# Happy Birthday Rochie!!



## 109ROAMING (Aug 16, 2009)

Over my neck of the woods I noticed it was your birthday Karl!

So Happy Birthday mate! Have a good one!!!


----------



## Maximowitz (Aug 16, 2009)

Another Birthday Boy! Many Happy Returns.


----------



## evangilder (Aug 16, 2009)

Have a great Birthday! 8)


----------



## Wurger (Aug 16, 2009)

And many , many more to come !!! Have a nice BD Karl..!!!!!!


----------



## rochie (Aug 16, 2009)

thank you all, though in this hemisphere its not till tomorow


----------



## vikingBerserker (Aug 16, 2009)

Happy Birthday!


----------



## Vassili Zaitzev (Aug 16, 2009)

Have a good one!


----------



## Lucky13 (Aug 16, 2009)

Then we'll start early to party...! Happy Birthday KArl and many more to follow!


----------



## Catch22 (Aug 16, 2009)

Happy birthday Karl!


----------



## imalko (Aug 16, 2009)

rochie said:


> thank you all, though in this hemisphere its not till tomorow



Should all of us from _this_ hemisphere wait with our congratulations till tomorrow then...?
Nah, as Jan said this just means we'll start early to party. Happy Birthday Karl and many more to come.


----------



## lesofprimus (Aug 16, 2009)

HAPPY BIRTHDAY YOU GRINCH!!!!!!!

Hope u enjoy ur evening to come Karl......


----------



## wheelsup_cavu (Aug 16, 2009)

Happy Birthday!


Wheels


----------



## Doughboy (Aug 16, 2009)

Happy Birthday!!


----------



## GrauGeist (Aug 16, 2009)

Hope you have a great Birthday!


----------



## Gnomey (Aug 16, 2009)

Happy Birthday!!


----------



## ToughOmbre (Aug 16, 2009)

Happy Birthday!



TO


----------



## Aaron Brooks Wolters (Aug 16, 2009)

Happy Birthday Rochie!!


----------



## Njaco (Aug 16, 2009)

Happie Burfdae to the person with the best Member Pic and the one chef who could kick Ramsey's A$$!


----------



## Heinz (Aug 16, 2009)

Happy Birthday Karl!


----------



## rochie (Aug 17, 2009)

wow thanks to you all


----------



## ellis995 (Aug 17, 2009)

happy birthday Rochie


----------



## A4K (Aug 17, 2009)

Have a good one mate!


----------



## Screaming Eagle (Aug 17, 2009)

Happy Birthday Karl!


----------



## Wayne Little (Aug 17, 2009)

Happy Birthday Karl!.... bake yourself a cake mate!


----------



## ccheese (Aug 17, 2009)

Happy Birthday, Karl. Hope your days is a good one....

Charles


----------



## Thorlifter (Aug 17, 2009)

I hope you have a happy birthday.


----------



## rochie (Aug 17, 2009)

Wayne Little said:


> Happy Birthday Karl!.... bake yourself a cake mate!

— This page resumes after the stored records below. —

PR #75, opened 2023-02-28
FLPATH-43: Create and use custom Exception classes for throwables

gciavarrini:
This PR introduces custom exceptions that wrap uncheck Java exceptions.
Affected modules are: `workflow-service`, `workflow-engine`, and `notification-service`.

### DIFF
--- a/notification-service/src/main/java/com/redhat/parodos/notification/exceptions/StateNotFoundOrUnsupportedException.java
+++ b/notification-service/src/main/java/com/redhat/parodos/notification/exceptions/StateNotFoundOrUnsupportedException.java
@@ -1,0 +1,44 @@
+/*
+ * Copyright (c) 2022 Red Hat Developer
+ *
+ * Licensed under the Apache License, Version 2.0 (the "License");
+ * you may not use this file except in compliance with the License.
+ * You may obtain a copy of the License at
+ *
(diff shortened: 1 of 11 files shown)


notification-service/src/main/java/com/redhat/parodos/notification/exceptions/StateNotFoundOrUnsupportedException.java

aw come on its my day off !!!!!!!! 

thanks to you all guy's


----------



## Geedee (Aug 17, 2009)

Hi mate, hope it was agood one, sorry I missed the invite !


----------



## Bucksnort101 (Aug 17, 2009)

Well, it's tomorrow, so hope you have a Happy Birthday today


----------



## Ferdinand Foch (Aug 17, 2009)

Hey Rochie! Hope your birthday was great!!


----------



## rochie (Aug 17, 2009)

thanks guy's, much appreciated


----------



## Marcel (Aug 17, 2009)

and many more


----------



## Airframes (Aug 17, 2009)

B*ll*cks! Knew I'd forgotten something! Happy Birthday mate, and sorry for the lack of card - the first three rounds are on me next Wednesday night!!


----------



## rochie (Aug 18, 2009)

many thanks Marcel.

i'll hold you to that Terry ! cheers mate


----------



## Wildcat (Aug 18, 2009)

I'm a bit late, but all the best Karl !!


----------